Das Ehepaar beantragte die darlegensweise Zahlung der Kaution durch die Sozialbehörde, weil Kautionen regelmäßig erst nach einer gewissen Zeit ausbezahlt und abgerechnet werden. Die Sozialbehörde lehnte jedoch ab und verwies auf die Mietkaution für das bislang bewohnte Haus, die zur Begleichung der neuen Kaution eingesetzt werden könne. Nachdem das Ehepaar hartnäckig blieb, wandte sich die Sozialbehörde wegen der Auszahlung der Kaution an den Haus- und Grundbesitzerverein E. unter dem Betreff "Leistungen nach dem SGB II im Mietverhältnis …" mit Angabe der bisherigen Adresse und des Namens der Kläger und bat unter anderem um Mitteilung des Auszahlungstermins und der Höhe der Kaution. Zudem telefonierten Bedienstete der Soialbehörde mehrmals mit dem Haus- und Grundbesitzerverein E. und erkundigten sich nach dem Sachstand.

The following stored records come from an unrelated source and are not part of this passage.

Issue #150, opened 2024-05-07
Feature request: Split with adjustments


rafaeldamasceno:
As also available in Splitwise, there's a mode that splits evenly with adjustments, meaning the total amount minus the adjustments you insert for each person is divided evenly between the selected person, e.g. if you make a big purchase to split evenly but someone bought something only for themselves.

hundertzwoelf:
Did anyone ever have a go at the implementation of this? I feel like this is a pretty fundamental splitting option. I was using all the time in Splitwise and found their implementation pretty intuitive to use. (I.e. after specifying the total, add how much of the total bill should only be payed by each person, then split up the remainder evenly.)

Akatrielaiic:
I would like this feature too

trincasidra:
Bumping this up. This feature alone is keeping my friend groups from moving out of splitwise, even with all the ads and bloat. I see PR #173 was merged, but it must have been since invalidated.

The way most people would envision it would probably be something like this (continuing with the original example of a 18€ expense):

<img width="1179" height="961" alt="Image" src="https://github.com/user-attachments/assets/bb61f317-a570-499c-a985-97bdbc219aaf" />

PR #173, opened 2024-07-08
feat: add auto-balancing for the amount edit

mpjk:
Somewhat related issue: #150 

## Motivation
Very recently I migrated to Spliit from Tricount, and I am missing a feature which I have found very useful when adding shared expenses. 

This occurs for example, when a statement contains a personal purchase which I only want to incur on myself, and I want the rest to be shared evenly.

## Solution

__Example__: I have a shared expense of 20€, and I want to incur a 3€ purchase only to myself and divide the rest evenly.
- In this case when the total is given, the form divides it evenly with participants by default. 
- To achieve the this, I deduct my expense of the total, divide it by the amount of participants, and then add my expense back to my own part.
    - For 4 participants, the process looks like the following:
        - $\frac{Total(€) - Personal(€)}{Participants(n)} + Personal(€)\ \rightarrow \ \frac{20-3}{4} + 3 = 7.25$
        - Then this value can be input to according row, and the rest are allocated automatically (as `4.25 €`)

To avoid errors and provide intuitive balancing on multiple participants, the autobalance occurs only on the participants, whose rows have not yet been edited.

## Issues and ideas

- This implementation does not automatically allocate a surplus/remaining cent on uneven totals, though whether this should even be automatic, is another discussion.

- My implementation reflects how I have worked with expense systems in the past, it works fine when you have the necessary amounts already calculated or arbitrarily given, but its not as intuitive as the proposal in the issue. It quickly becomes obvious that manually calculating these type of expenses is cumbersome. Despite this, I find that my solution is better than none at all
    - If wanted/necessary, I can try improve this later on, to match the behaviour of the issue.

- More so related to the existing default splitting options:
    - For example when `15` and `12` shares is selected and defaulted, this carries over to other split modes. My implementation overrides this behaviour on the amount split, but this remains for example on the percentages, where you end up with `15%` and `12%` in the mentioned situation.

### DIFF
--- a/src/components/expense-form.tsx
+++ b/src/components/expense-form.tsx
@@ -46,7 +46,7 @@ import { zodResolver } from '@hookform/resolvers/zod'
 import { Save } from 'lucide-react'
 import Link from 'next/link'
 import { useSearchParams } from 'next/navigation'
-import { useState } from 'react'
+import { useEffect, useState } from 'react'
 import { useForm } from 'react-hook-form'
 import { match } from 'ts-pattern'
 import { DeletePopup } from './delete-popup'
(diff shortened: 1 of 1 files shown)


scastiel (approved):
I was sceptical when reading the description of your PR, but when playing with it I find it very intuitive to use! :)

Thanks @mpjk!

Nachdem das Ehepaar auch Schränke für die Kinder beantragte telefonierte ein Bediensteter der Sozialbehörde deswegen mit dem Ehemann der Vermieterin.
Das Ehepaar war damit nicht einverstanden und befürchtete Hohn und Spott. Sie beantragten die Feststellung, dass die Sozialbehörde unbefugt Sozialgeheimnisse offenbart habe. Mit der vom BSG zugelassenen Revision rügen die Kläger eine Verletzung von § 35 Abs. 1 SGB I und ihres Grundrechts auf informationelle Selbstbestimmung.
Die Entscheidung
Das Bundessozialgericht (Medieninformation 2/2012) gab dem Ehepaar Recht. Jeder Leistungsberechtigte hat nach den auch für das SGB II geltenden datenschutzrechtlichen Vorschriften Anspruch darauf, dass die ihn betreffenden Sozialdaten von den Leistungsträgern nicht unbefugt erhoben, verarbeitet oder genutzt werden. Die Sozialbehörde kann das Offenbaren der Sozialdaten nicht damit rechtfertigen, dass dies erforderlich sei, um die eigenen Aufgaben zu erfüllen. Es muss in jedem Fall die schutzwürdigen Interessen der Leistungsberechtigten beachten und hätte deshalb vor einer Kontaktaufnahme mit Dritten zunächst das Einverständnis der Kläger einholen müssen.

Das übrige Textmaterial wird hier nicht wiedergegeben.